* Exercise
Produce a copy of every line in the records that holds the string "should".

* Raw data
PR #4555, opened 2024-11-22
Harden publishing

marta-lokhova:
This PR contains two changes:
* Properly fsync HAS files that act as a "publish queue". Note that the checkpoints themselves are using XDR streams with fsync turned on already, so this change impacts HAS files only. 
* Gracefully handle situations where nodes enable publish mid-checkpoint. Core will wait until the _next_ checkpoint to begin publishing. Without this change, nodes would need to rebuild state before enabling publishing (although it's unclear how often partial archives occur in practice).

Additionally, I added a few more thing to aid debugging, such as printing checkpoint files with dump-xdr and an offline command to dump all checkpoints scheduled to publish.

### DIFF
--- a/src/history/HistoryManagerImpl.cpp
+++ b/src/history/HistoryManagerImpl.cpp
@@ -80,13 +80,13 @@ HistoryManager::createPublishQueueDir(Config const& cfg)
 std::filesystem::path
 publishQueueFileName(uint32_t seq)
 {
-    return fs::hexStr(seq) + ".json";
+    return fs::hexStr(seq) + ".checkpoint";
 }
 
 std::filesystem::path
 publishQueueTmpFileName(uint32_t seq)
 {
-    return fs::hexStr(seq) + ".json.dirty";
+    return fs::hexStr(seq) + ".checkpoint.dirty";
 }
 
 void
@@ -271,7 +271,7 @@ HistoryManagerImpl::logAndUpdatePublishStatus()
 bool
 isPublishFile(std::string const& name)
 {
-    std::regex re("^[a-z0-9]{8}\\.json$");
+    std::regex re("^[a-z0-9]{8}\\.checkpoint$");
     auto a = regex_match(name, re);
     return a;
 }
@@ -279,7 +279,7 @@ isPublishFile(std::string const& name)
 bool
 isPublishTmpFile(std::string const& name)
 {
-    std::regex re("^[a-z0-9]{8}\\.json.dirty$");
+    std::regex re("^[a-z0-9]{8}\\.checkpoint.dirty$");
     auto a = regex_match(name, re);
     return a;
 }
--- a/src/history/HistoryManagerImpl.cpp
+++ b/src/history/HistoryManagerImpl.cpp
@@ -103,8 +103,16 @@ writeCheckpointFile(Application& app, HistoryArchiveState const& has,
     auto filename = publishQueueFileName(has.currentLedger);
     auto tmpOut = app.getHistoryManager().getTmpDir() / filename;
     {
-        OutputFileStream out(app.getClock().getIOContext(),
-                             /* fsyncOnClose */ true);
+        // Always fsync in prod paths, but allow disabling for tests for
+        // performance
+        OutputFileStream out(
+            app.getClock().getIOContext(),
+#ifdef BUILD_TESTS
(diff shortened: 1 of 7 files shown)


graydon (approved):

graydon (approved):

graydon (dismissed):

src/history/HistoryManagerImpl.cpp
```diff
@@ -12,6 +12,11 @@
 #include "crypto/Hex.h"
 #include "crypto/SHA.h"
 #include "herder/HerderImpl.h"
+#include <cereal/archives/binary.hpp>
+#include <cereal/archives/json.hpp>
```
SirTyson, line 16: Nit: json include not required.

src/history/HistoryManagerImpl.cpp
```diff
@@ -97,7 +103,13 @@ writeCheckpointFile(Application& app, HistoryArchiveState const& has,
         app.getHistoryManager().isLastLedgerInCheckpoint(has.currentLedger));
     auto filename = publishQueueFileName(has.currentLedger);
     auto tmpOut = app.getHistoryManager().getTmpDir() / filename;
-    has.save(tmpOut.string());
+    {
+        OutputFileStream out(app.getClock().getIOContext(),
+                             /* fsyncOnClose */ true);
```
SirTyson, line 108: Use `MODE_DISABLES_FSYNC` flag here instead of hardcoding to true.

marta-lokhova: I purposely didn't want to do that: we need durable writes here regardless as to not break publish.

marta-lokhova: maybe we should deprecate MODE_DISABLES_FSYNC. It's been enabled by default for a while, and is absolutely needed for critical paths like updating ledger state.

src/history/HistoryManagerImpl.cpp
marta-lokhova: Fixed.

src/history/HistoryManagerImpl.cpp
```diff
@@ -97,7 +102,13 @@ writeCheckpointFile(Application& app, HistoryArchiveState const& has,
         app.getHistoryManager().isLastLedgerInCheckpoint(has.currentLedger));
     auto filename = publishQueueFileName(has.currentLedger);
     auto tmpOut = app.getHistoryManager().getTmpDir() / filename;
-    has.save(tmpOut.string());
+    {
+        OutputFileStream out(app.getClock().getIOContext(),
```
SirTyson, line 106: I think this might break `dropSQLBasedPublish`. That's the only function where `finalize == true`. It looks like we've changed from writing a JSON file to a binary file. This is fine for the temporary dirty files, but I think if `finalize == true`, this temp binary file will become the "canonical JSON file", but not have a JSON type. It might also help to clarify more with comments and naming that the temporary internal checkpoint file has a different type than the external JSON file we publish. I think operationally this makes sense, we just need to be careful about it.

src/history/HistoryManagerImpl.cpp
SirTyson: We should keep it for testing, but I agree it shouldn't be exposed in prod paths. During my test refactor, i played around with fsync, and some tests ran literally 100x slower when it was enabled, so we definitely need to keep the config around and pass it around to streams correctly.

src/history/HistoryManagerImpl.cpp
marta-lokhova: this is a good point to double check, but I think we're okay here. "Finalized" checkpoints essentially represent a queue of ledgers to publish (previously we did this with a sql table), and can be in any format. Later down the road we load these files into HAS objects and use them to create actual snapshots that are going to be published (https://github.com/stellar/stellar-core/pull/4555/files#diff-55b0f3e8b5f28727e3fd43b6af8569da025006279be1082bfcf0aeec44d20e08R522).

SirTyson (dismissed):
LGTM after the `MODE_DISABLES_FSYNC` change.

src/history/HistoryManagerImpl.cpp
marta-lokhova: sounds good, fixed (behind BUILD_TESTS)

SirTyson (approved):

* Answer box
marta-lokhova: maybe we should deprecate MODE_DISABLES_FSYNC. It's been enabled by default for a while, and is absolutely needed for critical paths like updating ledger state.
SirTyson: We should keep it for testing, but I agree it shouldn't be exposed in prod paths. During my test refactor, i played around with fsync, and some tests ran literally 100x slower when it was enabled, so we definitely need to keep the config around and pass it around to streams correctly.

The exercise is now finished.